Die Industrialisierung der ökologischen Landwirtschaft und ihre Auslagerung ziehen vor allem die Transparenz in Mitleidenschaft: lange Wege, Ackerland in ärmeren Weltregionen und komplexere Lieferketten sind schwer zu kontrollieren. So kommt es auch in der heilen Bio-Welt zu Betrugsfällen und Skandalen. Hinzu kommt, dass die Menge an Bio-Siegeln kaum zu durchschauen ist: „Bio-Siegel garantieren die ökologische Produktion von Lebensmitteln und anderen Produkten. Dabei dürfen beispielsweise weder Gentechnik noch chemische Pflanzenschutzmittel zum Einsatz kommen. Die Anforderungen der Siegel unterscheiden sich allerdings zum Teil erheblich.

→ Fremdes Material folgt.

PR #836, opened 2017-09-11
HTML report to report target as container or image, not as host

### LINKED ISSUE #305: HTML report says the target was host even if I scan VM or container
Seems to be related to offline scanning.

I will add more details later.

jan-cerny:
Fixes #305 
screenshot from 2017-09-11 13-46-38

### DIFF
--- a/src/XCCDF/result.c
+++ b/src/XCCDF/result.c
@@ -180,7 +180,7 @@ void xccdf_result_fill_sysinfo(struct xccdf_result *result)
 	_xccdf_result_clear_metadata(XITEM(result));
 
 	/* override target name by environment variable */
-	const char *target_hostname = getenv("OSCAP_PROBE_PRIMARY_HOST_NAME");
+	const char *target_hostname = getenv("OSCAP_EVALUATION_TARGET");
 	if (target_hostname == NULL) {
 		target_hostname = sname.nodename;
 	}
--- a/src/XCCDF/result.c
+++ b/src/XCCDF/result.c
@@ -178,8 +178,14 @@ void xccdf_result_fill_sysinfo(struct xccdf_result *result)
 		return;
 
 	_xccdf_result_clear_metadata(XITEM(result));
+
+	/* override target name by environment variable */
+	const char *target_hostname = getenv("OSCAP_PROBE_PRIMARY_HOST_NAME");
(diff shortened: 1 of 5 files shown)


jan-cerny:
A small idea:

The XSLT template could parse the target element contents. Based on that, it could produce 2 cells in the table:
1. Target type, which would be `machine` or `Docker image` or `Docker container` or `Virtual machine` or `Arbitrary mounted mount` depending on the target
2. Target name which would be machine's hostname or image name or image ID or container name or container ID or VM's name or the mounted filepath.
The different types could have different colors for example.

What do you think?

src/XCCDF/result.c
```diff
@@ -178,8 +178,14 @@ void xccdf_result_fill_sysinfo(struct xccdf_result *result)
 		return;
 
 	_xccdf_result_clear_metadata(XITEM(result));
+
+	/* override target name by environment variable */
+	const char *target_hostname = getenv("OSCAP_PROBE_PRIMARY_HOST_NAME");
```
mpreisler: The name of the environment variable is not very self-documenting. It's not related to OVAL probes and it is not primary.

jan-cerny: @mpreisler Yes, I agree, but the variable is already set in oscap-chroot in oscap-vm. Fortunately it's not read anywhere. Do you think I can rename it and rename all ocurences? Isn't it used somewhere outside of OpenSCAP?

mpreisler: I don't think it's used outside of OpenSCAP. I think we should rename it before people start using it.

jan-cerny:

Besonders streng sind Demeter, Naturland und Bioland.“ (Handelsblatt: Gut statt Geiz)
Ein anderer bedeutsamer Einwand ist die Treibhausemission des Agrarlebensmittelsektors im Allgemeinen, der rund 30 % der weltweit verfügbaren Energie verbraucht – 70 % davon bei der Weiterverarbeitung. Zu einem gewissen Anteil ist auch die ökologische Landwirtschaft daran beteiligt. Nach einer Studie im Fachmagazin „Nature Communications“ sinken bei biologischem Anbau zwar die Emissionen an Treibhausgasen, doch leider auch die Erträge. Bei unveränderten Ernährungsgewohnheiten fehlten dann rund 40 % der Nahrungsmittel. Das bedeutet, dass die Ackerfläche vergrößert werden müsste, um die gleiche Ertragsmenge zu gewährleisten, wobei es fraglich ist, ob das angesichts des verfügbaren Überangebots und der Verschwendung von Lebensmitteln überhaupt notwendig ist.
Die Verbraucherinnen und Verbraucher können den Klimaschutz jedoch auf eine ganz andere Weise unterstützen: Würden die Lebensmittelabfälle halbiert, könnten sich die deutschen Treibhausgas-Emissionen von 2015 um rund 9,5 % reduzieren. Allein der Kauf von Bio-Produkten wird also den Klimawandel kaum aufhalten, wenn nicht eine Änderung unserer Ess- und Lebensgewohnheiten damit einhergehen.